Data entries:
::::
Issue #813, opened 2022-10-11
Listing for a Collection Query


kespinola:
### Goal
Clients can query active listings for a collection in price ASC order.

```graphql
collection(id: "$collectionID") {
  listings(limit: 3, offeset: 0, auctionHouse: $auctionHouseAddress) {
    price
    nft {
      image
    }
  }
}
```
impl CollectionTrend {
 fn listings(&self, context) -> Vec<Listing> {
   ...perform query
 }
}

### Requirements
- Listings are sorted in price ASC order
- Listings scoped by auction house

### Tasks
- [x] Add index on listings (auctionHouse, price ASC)

PR #814, opened 2022-10-11
Add listing query for collection

alchemistgo87:
Addresses: #813

### DIFF
--- a/crates/graphql/src/schema/objects/nft.rs
+++ b/crates/graphql/src/schema/objects/nft.rs
@@ -927,7 +927,7 @@ pub struct CollectionTrend {
     pub thirty_day_marketcap_change: i32,
 }
 
-impl<'a> TryFrom<models::CollectionTrend> for CollectionTrend {
+impl TryFrom<models::CollectionTrend> for CollectionTrend {
     type Error = std::num::TryFromIntError;
 
     fn try_from(
--- a/crates/core/src/db/queries/listings.rs
+++ b/crates/core/src/db/queries/listings.rs
@@ -70,7 +70,7 @@ enum Listings {
     Expiry,
 }
 
-/// Input parameters for the [`collection_nfts`] query.
+/// Input parameters for the `collection_nfts` query.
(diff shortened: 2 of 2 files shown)


crates/core/src/db/queries/metadatas.rs
```diff
@@ -670,6 +683,148 @@ pub fn collection_nfts(conn: &Connection, options: CollectionNftOptions) -> Resu
...
+        .limit(limit)
+        .offset(offset)
+        .order_by((Listings::Table, Listings::Price), Order::Asc)
+        .take();
+
+    let query = query.to_string(PostgresQueryBuilder);
+
+    diesel::sql_query(query)
+        .load(conn)
+        .context("Failed to load nft(s)")
```
kespinola, line 825:
```suggestion
        .context("Failed to load collection listings")
```

This should be queries/listings and return Listing not NFTs. Still can make use sea query and the conditional to decide where to join in me_collections or metadata_collection_keys since need to filter out listings that don't belong to the collection.

Listings should then have a field called nft that uses the nft_loader to lookup the NFT for the listing.

crates/graphql/src/schema/objects/nft.rs
```diff
@@ -1147,6 +1150,28 @@ impl CollectionTrend {
...
+    pub async fn listings(
+        &self,
+        ctx: &AppContext,
+        limit: i32,
+        offset: i32,
+        auction_house: Option<String>,
+    ) -> FieldResult<Vec<Nft>> {
+        let conn = ctx.shared.db.get()?;
+
+        let nfts = queries::metadatas::collection_listed_nfts(&conn, CollectionListedNftOptions {
```
kespinola, line 1162:
```suggestion
        let nfts = queries::listings::list(&conn, CollectionListedNftOptions {
```

kespinola (changes requested):
To reduce complexity we should hold off on this until moonrank collections are in place that way we don't need to do the switching between mcc and me collections.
::::
About this exercise →
The lines above, from the first through the one containing "- Listings are sorted in price ASC order", must be restated word for word, with nothing added.

Answer for this exercise →
Issue #813, opened 2022-10-11
Listing for a Collection Query


kespinola:
### Goal
Clients can query active listings for a collection in price ASC order.

```graphql
collection(id: "$collectionID") {
  listings(limit: 3, offeset: 0, auctionHouse: $auctionHouseAddress) {
    price
    nft {
      image
    }
  }
}
```
impl CollectionTrend {
 fn listings(&self, context) -> Vec<Listing> {
   ...perform query
 }
}

### Requirements
- Listings are sorted in price ASC order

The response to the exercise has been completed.